DESCRIPTION OF THE TASK: Every line from the start of the records below to the line containing "A6GibKm: Done, thanks." should be retyped exactly, that line included, and no others.

Stored data entries:
+ + + + +

PR #794, opened 2022-01-05
gtk: provide gdk backend information to dependencies

### LINKED ISSUE #789: Provide GDK backend information to dependencies
See https://github.com/gtk-rs/gtk3-rs/blob/master/gdk/sys/build.rs#L39

bilelmoussaoui:
Copied from gdk3 with a bit of changes as GTK 4 no longer provides a pkg-config file for gdk
Fixes #789


gtk4/sys/build.rs
```diff
@@ -11,7 +15,37 @@ fn main() {} // prevent linking libraries to avoid documentation failure
...
         process::exit(1);
     }
+
+    // It's safe to assume we can call this because we found the library OK
+    // in find()
+    check_features();
+}
+
+#[cfg(not(feature = "dox"))]
+fn check_features() {
```
sdroege, line 28: It would be best to do this in the `gdk4-sys` crate. Why it's the same pkg-config file, the backend is relevant to gdk and not to gtk.

sdroege (approved):

PR #795, opened 2022-01-06
gdk: Implement Send+Sync for texture

A6GibKm:
From the docs they are immutable and safe
https://docs.gtk.org/gdk4/class.Texture.html

See https://gitlab.gnome.org/GNOME/gtk/-/commit/6785461c2651ad502f46521536619ea77f04dd63

### DIFF
--- a/gdk4/Gir.toml
+++ b/gdk4/Gir.toml
@@ -44,7 +44,6 @@ generate = [
     "Gdk.Gravity",
     "Gdk.InputSource",
     "Gdk.KeyMatch",
-    "Gdk.MemoryTexture",
     "Gdk.ModifierType",
     "Gdk.MotionEvent",
     "Gdk.NotifyType",
@@ -451,6 +450,7 @@ final_type = false
 [[object]]
 name = "Gdk.GLTexture"
 status = "generate"
+concurrency = "send+sync"
     [[object.function]]
     name = "new"
     manual = true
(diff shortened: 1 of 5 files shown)


gdk4/src/texture.rs
```diff
@@ -5,6 +5,9 @@ use crate::Texture;
 use glib::translate::*;
 use glib::IsA;
 
+unsafe impl Send for Texture {}
+unsafe impl Sync for Texture {}
```
sdroege, line 9: Do something like this instead:

https://github.com/gtk-rs/gtk-rs-core/blob/c53f692d84f7f7a3a75362cd424427842f792e66/gio/Gir.toml#L331

Also the same for all `GdkTexture` subclasses (memory, gl)

A6GibKm: Done, thanks.

sdroege (approved):

sdroege:
Needs https://github.com/gtk-rs/gtk4-rs

bilelmoussaoui:
Please rebase

sdroege:
Put an `#![allow(clippy::non_send_fields_in_send_ty)]` into `lib.rs` at the top

A6GibKm:
> Put an `#![allow(clippy::non_send_fields_in_send_ty)]` into `lib.rs` at the top

We also have a 
```
#[allow(unknown_lints)]
```

bilelmoussaoui:
> > Put an `#![allow(clippy::non_send_fields_in_send_ty)]` into `lib.rs` at the top
> 
> We also have a
> 
> ```
> #[allow(unknown_lints)]
> ```

could be done there as well no?

bilelmoussaoui:
that easier to remove later once that lint is dropped from clippy

PR #797, opened 2022-01-06
gtk: Automatically generate ParamSpecExpression

A6GibKm:


gtk4/src/param_spec_expression.rs
```diff
@@ -1,26 +1,11 @@
 // Take a look at the license at the top of the repository in the LICENSE file.
 
+use crate::ParamSpecExpression;
+
 use glib::gobject_ffi;
 use glib::translate::*;
 use glib::ParamSpec;
 
-glib::wrapper! {
-    #[derive(Debug, PartialEq, Eq, PartialOrd, Ord, Hash)]
```
bilelmoussaoui, line 8: you forgot to remove it from lib.rs

bilelmoussaoui: Also copy the value trait implementations from https://github.com/gtk-rs/gtk-rs-core/blob/master/glib/src/param_spec.rs#L37-L84  those were wrongly implemented in the past

gtk4/Gir.toml
```diff
@@ -1606,6 +1605,12 @@ status = "generate"
     pattern = "*-set" # those properties are read only
     generate = ["get", "notify"]
 
+[[object]]
+name = "Gtk.ParamSpecExpression"
+status = "generate"
+manual = true
```
bilelmoussaoui, line 1611:
```suggestion
```
not sure where you got this one from but it is not needed

gtk4/src/param_spec_expression.rs
bilelmoussaoui, line 8: As those derives are not auto-generated for shared types, i would at least implement Debug manually

A6GibKm: How do I add those traits?

bilelmoussaoui: just add the debug one, copy paste the automatically generate Display and replace Display with Debug :)

gtk4/src/param_spec_expression.rs
```diff
@@ -62,6 +53,55 @@ impl ParamSpecExpression {
     }
 }
 
+#[doc(hidden)]
+impl glib::value::ValueType for ParamSpecExpression {
+    type Type = ParamSpec;
```
bilelmoussaoui, line 58:
```suggestion
    type Type = ParamSpecExpression;
```

gtk4/src/param_spec_expression.rs
```diff
@@ -62,6 +53,55 @@ impl ParamSpecExpression {
...
+        assert!(!ptr.is_null());
+        from_glib_full(ptr as *mut gobject_ffi::GParamSpec)
+    }
+}
+
+#[doc(hidden)]
+impl glib::value::ToValue for ParamSpecExpression {
+    fn to_value(&self) -> Value {
+        unsafe {
+            let mut value = Value::from_type(ParamSpecExpression::static_type());
```
bilelmoussaoui, line 79:
```suggestion
            let mut value = Value::from_type(Self::static_type());
```

bilelmoussaoui (changes requested):

bilelmoussaoui:
Thank you!

PR #798, opened 2022-01-07
CI: add Windows MSCV

bilelmoussaoui:
Replaces #697


bilelmoussaoui:
It should work fine now but it is super slow to build gtk as it pulls the universe. We definitely need to cache the build for sure before getting this one merged

bilelmoussaoui:
Let us land this and see if the cache works properly

PR #803, opened 2022-01-09
gtk/gdk: mark Snapshot as not final and implement necessary traits

### LINKED ISSUE #799: [BUG] `gdk::Paintable.snapshot()` doesn't accept `gtk::Snapshot`
**Bug description**

The [`gdk::Paintable.snapshot()` method](https://gtk-rs.org/gtk4-rs/stable/latest/docs/gdk4/prelude/trait.PaintableExt.html#tymethod.snapshot) doesn't accept a reference to a `gtk::Snapshot`. The compiler complains with this:

```
error[E0308]: mismatched types
  --> src/main.rs:74:40
   |
74 |                     paintable.snapshot(&snapshot, width.into(), height.into());
   |                                        ^^^^^^^^^ expected struct `gtk4::gdk4::Snapshot`, found struct `gtk4::Snapshot`
   |
   = note: expected reference `&gtk4::gdk4::Snapshot`
              found reference `&gtk4::Snapshot`

For more information about this error, try `rustc --explain E0308`.
```

It expects a `gdk::Snapshot`, which `gtk::Snapshot` is according to the docs.

I call it with this code:

```rust
let snapshot = gtk::Snapshot::new();
paintable.snapshot(&snapshot, width, height);
```

Replacing `&snapshot` by `snapshot.upcast_ref()` gets rid of the error.

bilelmoussaoui:
Fixes #799


gdk4/src/auto/snapshot.rs
```diff
@@ -13,6 +13,10 @@ glib::wrapper! {
     }
 }
 
+impl Snapshot {
```
bilelmoussaoui, line 16: This is not great, we ideally want a config option to disable generating the const

gdk4/src/subclass/paintable.rs
```diff
@@ -34,7 +34,13 @@ pub trait PaintableImpl: ObjectImpl {
         self.parent_intrinsic_aspect_ratio(paintable)
     }
 
-    fn snapshot(&self, paintable: &Self::Type, snapshot: &Snapshot, width: f64, height: f64);
+    fn snapshot(
+        &self,
+        paintable: &Self::Type,
+        snapshot: &impl IsA<Snapshot>,
```
sdroege, line 40: Does this make any difference actually? It only makes things harder to use or not?

gdk4/src/auto/snapshot.rs
sdroege: Why do you want to disable it? It would be as necessary now as for other non-final types

gtk4/Gir.toml
```diff
@@ -1834,6 +1834,8 @@ generate_builder = false
 [[object]]
 name = "Gtk.Snapshot"
 status = "generate"
+final_type = false
```
sdroege, line 1837: This one is actually a final type or not?

gtk4/src/auto/cell_area.rs
```diff
@@ -230,7 +230,7 @@ pub trait CellAreaExt: 'static {
         &self,
         context: &impl IsA<CellAreaContext>,
         widget: &impl IsA<Widget>,
-        snapshot: &Snapshot,
+        snapshot: &impl IsA<Snapshot>,
```
sdroege, line 233: And this here can only take a `GtkSnapshot`. With any other `GdkSnapshot` it would be wrong

gtk4/src/snapshot.rs
```diff
@@ -15,16 +29,25 @@ impl Snapshot {
...
+    fn push_debug(&self, message: &str) {
+        unsafe {
+            ffi::gtk_snapshot_push_debug(self.as_ref().to_glib_none().0, message.to_glib_none().0)
+        }
     }
 }
+
+impl AsRef<Snapshot> for gdk::Snapshot {
+    fn as_ref(&self) -> &Snapshot {
+        self.downcast_ref().unwrap()
```
sdroege, line 49: This is technically wrong. `GdkSnapshot` is actually a different type than `GtkSnapshot`

sdroege:
I think this is all going in the wrong direction. What I missed is that all the GTK API actually wants a `GtkSnapshot*`, and because both are actually different types I don't see how we can really improve anything here other than allowing `IsA<gdk::Snapshot>` for `gdk::Paintable::snapshot()`

gtk4/Gir.toml
bilelmoussaoui: It is https://docs.gtk.org/gtk4/class.Snapshot.html, but it is a workaround to get the functions of a GtkSnapshot generated in a SnapshotExt trait. Will document that

sdroege: Why do you need them in a `SnapshotExt` trait though? You can only call the `gtk_snapshot*` functions on `GtkSnapshot`, not on `GdkSnapshot`.

bilelmoussaoui:
> I think this is all going in the wrong direction. What I missed is that all the GTK API actually wants a `GtkSnapshot*`, and because both are actually different types I don't see how we can really improve anything here other than allowing `IsA<gdk::Snapshot>` for `gdk::Paintable::snapshot()`

Well GtkSnapshot exists just because gsk can't be linked against gdk. The methods were then moved to a sub-class in gtk which makes sense to be able to call GtkSnapshot methods  on a GdkSnapshot because internally Gtk only cares about GtkSnapshot. That is why everytime you make use of GdkSnapshot (like in Paintable) you downcast it to a GtkSnapshot and the current changes makes it seamless as you just call `snapshot.as_ref().some_render_node_method()`

gtk4/src/snapshot.rs
bilelmoussaoui: it is the parent type of GtkSnapshot https://docs.gtk.org/gtk4/class.Snapshot.html#hierarchy

gtk4/src/auto/cell_area.rs
bilelmoussaoui: Well, there can't be any other kind of GdkSnapshot other than GtkSnapshot. This is basically caused by moving GtkSnapshot methods to a trait, can't do much about it unless we manually implement everything which is alot :)

gdk4/src/subclass/paintable.rs
bilelmoussaoui: See the paintable demo changes, you don't have to downcast and you can go through the AsRef trait

sdroege:
Your call but this breaks the type hierarchy and will probably cause new problems later that we're not aware of yet.

The only problem that I see right now is if the GTK people decide to add a second `GdkSnapshot` subclass. Then this would all fall apart with runtime assertions or worse.

gtk4/src/snapshot.rs
sdroege: Yes, i.e. not every `GdkSnapshot` is a `GtkSnapshot` so the above can fail. Just that **for now** there's only a single subclass of `GdkSnapshot`.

+ + + + +

OUTPUT FOR THIS EXERCISE:
PR #794, opened 2022-01-05
gtk: provide gdk backend information to dependencies

### LINKED ISSUE #789: Provide GDK backend information to dependencies
See https://github.com/gtk-rs/gtk3-rs/blob/master/gdk/sys/build.rs#L39

bilelmoussaoui:
Copied from gdk3 with a bit of changes as GTK 4 no longer provides a pkg-config file for gdk
Fixes #789


gtk4/sys/build.rs
```diff
@@ -11,7 +15,37 @@ fn main() {} // prevent linking libraries to avoid documentation failure
...
         process::exit(1);
     }
+
+    // It's safe to assume we can call this because we found the library OK
+    // in find()
+    check_features();
+}
+
+#[cfg(not(feature = "dox"))]
+fn check_features() {
```
sdroege, line 28: It would be best to do this in the `gdk4-sys` crate. Why it's the same pkg-config file, the backend is relevant to gdk and not to gtk.

sdroege (approved):

PR #795, opened 2022-01-06
gdk: Implement Send+Sync for texture

A6GibKm:
From the docs they are immutable and safe
https://docs.gtk.org/gdk4/class.Texture.html

See https://gitlab.gnome.org/GNOME/gtk/-/commit/6785461c2651ad502f46521536619ea77f04dd63

### DIFF
--- a/gdk4/Gir.toml
+++ b/gdk4/Gir.toml
@@ -44,7 +44,6 @@ generate = [
     "Gdk.Gravity",
     "Gdk.InputSource",
     "Gdk.KeyMatch",
-    "Gdk.MemoryTexture",
     "Gdk.ModifierType",
     "Gdk.MotionEvent",
     "Gdk.NotifyType",
@@ -451,6 +450,7 @@ final_type = false
 [[object]]
 name = "Gdk.GLTexture"
 status = "generate"
+concurrency = "send+sync"
     [[object.function]]
     name = "new"
     manual = true
(diff shortened: 1 of 5 files shown)


gdk4/src/texture.rs
```diff
@@ -5,6 +5,9 @@ use crate::Texture;
 use glib::translate::*;
 use glib::IsA;
 
+unsafe impl Send for Texture {}
+unsafe impl Sync for Texture {}
```
sdroege, line 9: Do something like this instead:

https://github.com/gtk-rs/gtk-rs-core/blob/c53f692d84f7f7a3a75362cd424427842f792e66/gio/Gir.toml#L331

Also the same for all `GdkTexture` subclasses (memory, gl)

A6GibKm: Done, thanks.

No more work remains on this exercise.